(PROBLEM REQUIREMENTS): Pull every line containing "leave" from the data.

(DATA SECTION):
Issue #495, opened 2018-11-05
Receptionist [restructure][draft]


moriarty:
## Main Goal

All guests have been guided to the living room and their outerwear has been taken care of.

## Setup

Guests are outside of the entrance, they arrive individually or in groups, some might have outerwear which shouldn't be worn inside the house.

## OC Preparation

There should be some storage near the entrance: coat rack, umbrella bin, shoe rack _etc._

RemiFabre:
In the current version of the draft it says : 
"Sitting the female guest next to a male guest (100pts)"
=> To avoid randomly giving points to robots that managed this without doing it on purpose, robots should clearly state who is close to the pointed sitting location. Something like "You can sit here, next to Eric". Since this is harder, maybe we could increase the bonus points for doing it?

kyordhel:
Nope. I don’t think so.

This feature might be removed to prevent enrage politically correctness inquisition, but if it stays:

1. It is there to make clear to the referees that the robot correctly guessed the gender of a person. 
2. We must keep the test as simple as possible.

justinhart:
I still think that this test doesn't really address HRI and really needs
some re-working to be a concrete HRI thing.

kyordhel:
It might be the case @justinhart, but thinking it needs reworking won't get the reworking done. We need proposals ASAP.

You can nominate someone if you wish.

justinhart:
Yeah, but I still don't really see these as HRI tasks. Finding the guest is
sort of a face recognition thing, right? That seems like computer vision,
and requesting the operator could be a simple as blurting out "I need an
operator," right?

How about something like this. If we modified the "Farewell" task like
follows, this would incorporate some of what I view as HRI elements. Maybe
something similar could be injected into Receptionist.

1) Guests must wave, look-at, or otherwise non-verbally indicate to the
robot that they are ready to leave.

2) If the guest engages in conversation with another guest, the robot must
wait for the conversation to end. If it lasts for more than 1 minute, the
robot should ask if the guest is ready to go and go help another guest if
they are not. If not, the robot should resume helping the guest to leave.

syedaraza:
I agree there is more room to improve HRI.

I think it should be the robot's choice how to find someone for the help in opening the door. For example, the robot can go to the living room and say if someone can help me in opening the door then please raise your hand or the robot goes to each guest one by one ask if they can help in opening the door. I don't think facial recognition would be a must in this case.

[...]

PR #523, opened 2019-01-27
Added a rule in the Receptionist task for opening the door.

syedaraza:
Regarding the comment here https://github.com/RoboCupAtHome/RuleBook/issues/495#issuecomment-457883229


awesomebytes:
I agree with @kyordhel

Issue #841, opened 2024-01-08
New GPSR Command Generator


johaq:
I propose a new command generator for GPSR found inside my proposal for a template competition repo found here #840.

Mainly recreates old generator in python but reads in information from competition resources directly.

Also includes some changes based on feedback from previous years mainly removing unclear commands, and removing mentions of gender.

Can separate between commands including object manipulation and perception or commands only using hri and people perception. Generated batches of three commands are now more balanced based on that. 

This is a very early draft. I will be fairly busy the coming weeks so I need help in finding all the little errors.
Any help is appreciated.

Edit:
Also need to add QR code generation

MatthijsBurgh:
Maybe we should make it a submodule. So we don't copy the code each year.

johaq:
Yes, agreed. Very good suggestion.

jws-1:
Hello,

I was wondering if you are able to provide some example markdown files for the new command generator, if possible?

Thanks,

Jared

johaq:
There are files in the competition template repo: https://github.com/johaq/CompetitionTemplate
Which example files are missing?

jws-1:
Ah, I hadn't seen that. Thanks!

m-barker:
@johaq I believe the Question/Answer files are still missing. I.e., [this example](https://github.com/RoboCupAtHome/Bordeaux2023/blob/master/cmdgen/Questions.xml) but for the new format.

johaq:
Ah yes, I was thinking whether it makes sense to have dynamic questions based on the setup like:
"In which room is the TV?"
"What is the biggest fruit?" etc

I will work on this.

LeroyR:
@johaq Want to you transfer the ownership to RoboCupAtHome org?

Issue #84, opened 2015-04-26
Create BIG posters for challenges to appeal audience


LoyVanBeek:
To advertise the league and challenges, make posters for each challenge. 
In English and Chinese, with the time, a picture of the actions performed.

kyordhel:
Great idea. Questions as follows

- Who is going to do posters?
- Who is going to pay for the posters' printing?

LoyVanBeek:
I don't know, @robotijn asked me to :smiley: But I do think this is a good idea, for every league. 
I'll ask the LOC.

LoyVanBeek:
E-mail sent...

PR #856, opened 2024-04-05
Receptionist typo and remove references to age and gender

jws-1:
Small PR fixing a typo in the `Receptionist` task, and removing reference to age and gender (as has been done in GPSR, see #841).

### DIFF
--- a/tasks/Receptionist.tex
+++ b/tasks/Receptionist.tex
@@ -44,7 +44,7 @@ The robot has to take two new guests to the living room to introduce them and of
 	
 	\item \textbf{Switching Places:} Guests may switch places after they were seated.
 	
-	\item \textbf{Describing the First Guest:} Naming at least 4 characteristics of the first guest, i.e., color of clothes, color of hair, gender, and age, earns bonus points.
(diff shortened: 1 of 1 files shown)


MatthijsBurgh:
I don't think this is related to #84...

jws-1:
> I don't think this is related to #84...

Oops, I meant #841. I'll update.

MatthijsBurgh:
I don't really agree that #841 shows the removal of any age/gender reference.

I also think it is too big of a change to eliminate the robot making any age/gender statements, while the rulebook is already released.

(P.S. in my opinion it is fine for the robot to estimate age/gender of a person. Even for next year)

MatthijsBurgh:
Ok, I missed that one in #841 . Thanks for highlighting it.

My other argument is still there. I think this is too big of chance after the rulebook has been released.

LeroyR:
I also think this is too big of chance after the rulebook has been released, if this means the robot is not allowed to state gender or age of the person as teams may already implemented such behavior.
 
I also don't see any characteristics that could not be considered offensive, what if the person got coerced into wearing the specific outfit the person could be balding, height could be offensive too for a little person etc.

Feel free to reopen the typo fix.

PR #851, opened 2024-03-06
[Draft] organization doc restructure

LeroyR:
Rulebook release has a bunch of missing refs due to the rulebook splitup.

310188234-9d4f18fe-f1b6-4204-8e43-0ef1da19bfe5

This fixes that, but:

- readded bonus/penalties section to rulebook (for scoresheet refs)
- removed some ref for now as we need to add `start_signa`l but that refers` inspection` which refers `robot` sections. I dont know what to move where so removed the refs for now

PR #857, opened 2024-04-07
fix missing refs Alternative

LeroyR:
Alternative to #851 without restructuring as much.


LeroyR:
done fighting with this borked ci setup

Issue #855, opened 2024-04-05
Duplicate scoring entry in Storing Groceries


Shimarisu-kun:
The following scoring item is duplicated with different point deductions in Scoring Groceries:

"A human placing an object in the cabinet at a location clearly indicated by the robot"

The issue seems to have been introduced with commit 807610c.

MatthijsBurgh:
You are correct, see:
https://github.com/RoboCupAtHome/RuleBook/blob/5a3961f153ad5448bae4bbd7c18648cbfba7c054/scoresheets/StoringGroceries.tex#L24-L26

I leave it up to the current TC members, to fix this.

PR #860, opened 2024-04-08
Update StoringGroceries.tex

PetervDooren:

## Description

Closes issue #855 

-
-
-

## Other comments
Has overlap with  #859. Difference is this PR only removes the duplicate (taking the original penalty) without adjusting the other scores.


LeroyR:
Problem is -90 just does not make sense:
- Placing an object in the cabinet +15
- Placing an object next to similar objects on the cabinet +50

So it is better for the robot to just drop it on the floor

MatthijsBurgh:
I agree with @LeroyR the -90/-30 doesn't make sense compared to the points gained. I think does needs to be adjusted too.

But I agree that this PR is cleaner than #859

PetervDooren:
I also agree that -90 is a lot. It is also not made clear if this placing is from the robot to the cabinet or from the table to the cabinet. I am not saying this is not an issue. But it is not the issue being adressed in this PR.
Only question is whether the penalty for having a human place an object should be -30 or -45.

PR #831, opened 2023-10-31
Split rulebook

PetervDooren:
** Note: Your contribution is expected to meet the conventions and policies described in the [contribution guidelines](https://github.com/RoboCupAtHome/RuleBook/wiki/Guidelines:-Contributing) **
Made to replace #829 

## Description
Splits rulebook into the rules and organization of the competition. This makes for a briefer rulebook and hopefully a better intro for new teams.

Closes issue #

Changes proposed in this pull request:
- split rules and organization into two documents
-
-

## Other comments
If this request is marked as a draft, please describe your plans or any specific feedback you would like

Todo:

- [x] Edit the documents to be legible on their own.

PR #861, opened 2024-04-08
Add roadmap document

LeroyR:
There was an additional roadmap document introduced in #831.

This just adds it to ci. I did not look at the document itself.


MatthijsBurgh (changes requested):
Please keep the list of (organization, roadmap, rulebook, scoresheets) alphabetically.  I think this applies to all spots you made changes.

moriarty (approved):
SRTM. I'm not concerned with the alphabetical lists if they're not caught by a precommit hook or linter then the ordering is kinda arbitrary and hard to enforce.

LeroyR:
included with #905

PR #863, opened 2024-04-23
German Open Feedback for Receptionist

johaq:
- Changed scoring of guiding person to party area (this is just navigation unless the person gets lost. If the person gets lost that takes up a lot of time and not really part of the task description)
- Clarified that the host is also a guest for introduction
- Allow partial scoring for giving descriptions of people (per attribute)
- Allow bell ring to be a door knock as well

### DIFF
--- a/scoresheets/Receptionist.tex
+++ b/scoresheets/Receptionist.tex
@@ -2,10 +2,9 @@ The maximum time for this test is 5 minutes.
 
 \begin{scorelist}[startbutton=false]
 	\scoreheading{Main Goal}
-	\scoreitem[2]{15}{Navigate to the door, when the door bell rings}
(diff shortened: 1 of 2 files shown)


LeroyR (dismissed):

hawkina (approved):

LeroyR (approved):

akinobu1998:
Do we get minus points if the robot tells only incorrect attributes (and how do we judge it)?

johaq:
> Do we get minus points if the robot tells only incorrect attributes (and how do we judge it)?

No minus points. I would judge it based on how I would describe a person. 
For example an age estimate does not need to be 100% correct but in a reasonable range. So saying around 30 years old is fine. Saying between 25 and 50 is too broad imo

akinobu1998 (approved):

PR #864, opened 2024-04-23
German Open Feedback for Carry my Luggage

johaq:
- Adding penalty for rediscovering the operator by asking them to come back
- Clarify the DEM penalties are only applied if the robot scores afterwards

### DIFF
--- a/tasks/CarryMyLuggage.tex
+++ b/tasks/CarryMyLuggage.tex
@@ -59,8 +59,10 @@ The robot helps the operator to carry some luggage to a car which is parked outs
     \begin{enumerate}
      \item Natural interaction (e.g., waving and calling)
      \item Unnatural interaction (e.g., raising both hands and jumping)
+	 \item Coming back (e.g., asking the operator to step back in front of the robot)
      \item Touching the robot (e.g., pulling the robot's hand)
     \end{enumerate}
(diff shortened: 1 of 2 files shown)


tasks/CarryMyLuggage.tex
```diff
@@ -59,8 +59,10 @@ \subsection*{Additional Rules and Remarks}
     \begin{enumerate}
      \item Natural interaction (e.g., waving and calling)
      \item Unnatural interaction (e.g., raising both hands and jumping)
+	 \item Coming back (e.g., asking the operator to step back in front of the robot)
      \item Touching the robot (e.g., pulling the robot's hand)
     \end{enumerate}
+	Note: Penalties for human assistance are only applied if the robot continues to score after the interaction.
```
LeroyR, line 65: Can the penalties be applied multiple times? How do different DEM penalties stack - (e.g. up to XXXpts penalty) We should specify that.

Id suggest something like " Penalties can be applied multiple times upto a total of 250points" 
As the latest results suggest the task is still pretty hard

LeroyR (changes requested):

LeroyR (approved):

akinobu1998 (approved):

hawkina (approved):

PR #866, opened 2024-04-23
German Open Feedback for Restaurant

johaq:
- Adjusted DEM penalties to fit scoring item Serve the order
- Clarify usage of unattached trays
- Clarified mapping procedure (Note: I think allowing teams to start their mapping component at the front of the queue is good because I want to save as much time as possible at the start)
- Tweaking/coding before the test to fit test setup is always forbidden, removed here for clarification.

### DIFF
--- a/tasks/Restaurant.tex
+++ b/tasks/Restaurant.tex
@@ -77,7 +77,7 @@ This task focuses on
 		\item If a person from the audience (severely) interferes with the robot in a way that makes it impossible to solve the task, the teams may repeat the test immediately.
 		\item Each Deus Ex Machina penalty for skipping manipulation will only be applied twice per order so receiving an order with three objects is not more punishing.
 		\item If the robot detects a customer but does not reach their table, the robot must clearly show who was detected to receive points, i.e. displaying a picture of the person.
-		\item When a team is at the front of the queue, they are allowed to start their mapping procedure (the robot must remain in place). When it is their turn, they must bring the robot directly and in a straight line from the front of the queue to the start location. Once at the start location only slight movements are allowed (no moving back and forth, no full rotations etc.)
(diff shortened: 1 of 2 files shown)


LeroyR (approved):

LeroyR:
As far as i can tell most teams do some kind of debugging/coding on their start position hard to tell if that is general (e.g. fix the robot not starting, wrong behavior transitions) or specific (e.g. where the tables in the restaurant are located)

johaq:
Yes, that is why I removed this section. But coding in people locations etc before the test is obviously still forbidden but already covered in general rules

hawkina (dismissed):

tasks/Restaurant.tex
```diff
@@ -71,16 +71,18 @@ \subsection*{Additional rules and remarks}
...
+		\item If requested, the barman will place the order in a basket or tray for the robot to deliver it.
 		\item Upon arrival to the restaurant, only the team leader is allowed next to the robot for watching and charging.
 		\item If a person from the audience (severely) interferes with the robot in a way that makes it impossible to solve the task, the teams may repeat the test immediately.
 		\item Each Deus Ex Machina penalty for skipping manipulation will only be applied twice per order so receiving an order with three objects is not more punishing.
 		\item If the robot detects a customer but does not reach their table, the robot must clearly show who was detected to receive points, i.e. displaying a picture of the person.
+		\item When a team is at the front of the queue, they are allowed to start their mapping procedure (the robot must remain in place). When it is their turn, they must bring the robot directly and in a straight line from the front of the queue to the start location. Once at the start location only slight movements are allowed (no moving back and forth, no full rotations etc.)
```
akinobu1998, line 80: What if we say startup procedure or something?
This might mislead the team to create a map of the arena when they are waiting in the queue.

akinobu1998: Preparing in advance and starting the robot at the front of the queue is a good idea (no 30-second preparation is necessary anymore if they can prepare in advance).

> because I want to save as much time as possible at the start

Some teams might need to adjust the camera, mic, and software so we do not need to limit the mapping I think.

akinobu1998 (approved):

LeroyR (approved):

hawkina (approved):

PR #873, opened 2024-05-13
Portugal Open Feedback for Restaurant

johaq:
- Allow two team members next to robot when waiting in line (I see no reason why it HAS to be the team leader)
- Added and adjusted penalties:
    - Not making eye contact adjusted to -80. There are three parts to Take an order (300). Detect and get to a guest, understand the order, and make it back to the barman and report the order. So I think not making eye contact affects a third (understand an order) so should not give a full deduction of 100.
    - Added penalty for not reaching the bar. Can easily be decided by whether the referee has to move from behind the bar to interact.
    - ~~Added penalty for using custom operator since the default penalty (10% so 30p) is not high enough for this test.~~ (Note: this was a misreading on my part. Rule says 10% of maximum attainable score, so would be 205p)


akinobu1998 (approved):

LeroyR (approved):

MatthijsBurgh:
I think this is too close to the tournament to merge, especially the scoring. Two team members is fine

moriarty (approved):

hawkina (approved):

PR #902, opened 2024-09-09
Cleanup

LeroyR:
We currently have some unused tasks in the `tests` as well as the` tasks` folder. 
The repository layout could be confusing for .. anyone.

This moves all unused tasks into `tasks/old` for lookup.  They should just be deleted (we use git after all) but for _convenience_ i just moved the files for now. 

Also, the other commit is adding build instructions.


MatthijsBurgh:
We have version control, so we don't need an old folder. Just delete them. If you want stuff to be easy to find, tag the commit before deleting stuff.

akinobu1998 (approved):

tests/GPSR.tex
moriarty, line 1: wow that is confusing that this was in both tests and tasks.

moriarty (approved):

hawkina (approved):

Issue #900, opened 2024-09-02
Review Organization Document


LeroyR:
## Describe the bug
The Rulebook got split into rulesbook and organization document to reduce the size of the rulebook but currently there are some rule related information in the orga document. 
Also orga and rule doc depend on each other.

We should either undo the split or cleanup the current mess e.g. rule document should not depend on the orga and vice versa.

johaq:
Yes, we should move everything that the rulebook references in the organization document back to the rulebook document

PetervDooren:
As the person who made this mess I would recommend to merge them back into one document

PR #905, opened 2024-09-10
Restructure orga doc

LeroyR:
## Description

Alternative to #917 

Closes issue #900

We failed to correctly split the rulebook into two documents last year. 
See https://github.com/RoboCupAtHome/RuleBook/pull/851 for more info

This is looking into cleaning up the split. 

## Other comments

I think there are only a limited number of sections that should not be in the rulebook and can be exclusive to a different document as they have to influence on the **rulings**:

1. Introduction: Committee, Websites, Leagues
2. Team Registration and Qualification process
3. (Maybe) Setup and Preparation

Also there is a general rules section as there are some references to **RULES** e.g.  (e.g. external device, robots, for registration process) as i dont want to introduce any more cross references into the other document


johaq:
Regrading Setup and Preparation, at least Poster Session and Robot Inspection needs to be in the rules document.

sunava:
This branch has conflicts that must be resolved

Issue #912, opened 2024-10-11
Combine Storing Groceries and Clean the Table into one Stage 2 Task 


SparkRibeiro21:
Note: This comes as an alternative to combining Serve Breakfast and Clean the Table (so some comments may reference this comparison)

Combining SG with CT would provide a more natural task. In CT, the only "furniture interaction" is with the dishwasher. Whereas in a standard dinners there are more than dishes to tidy up. There are drinks, foods, fruits, snacks, trash, etc...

(SOLUTION TO THIS PROBLEM):
robot that they are ready to leave.
they are not. If not, the robot should resume helping the guest to leave.
I leave it up to the current TC members, to fix this.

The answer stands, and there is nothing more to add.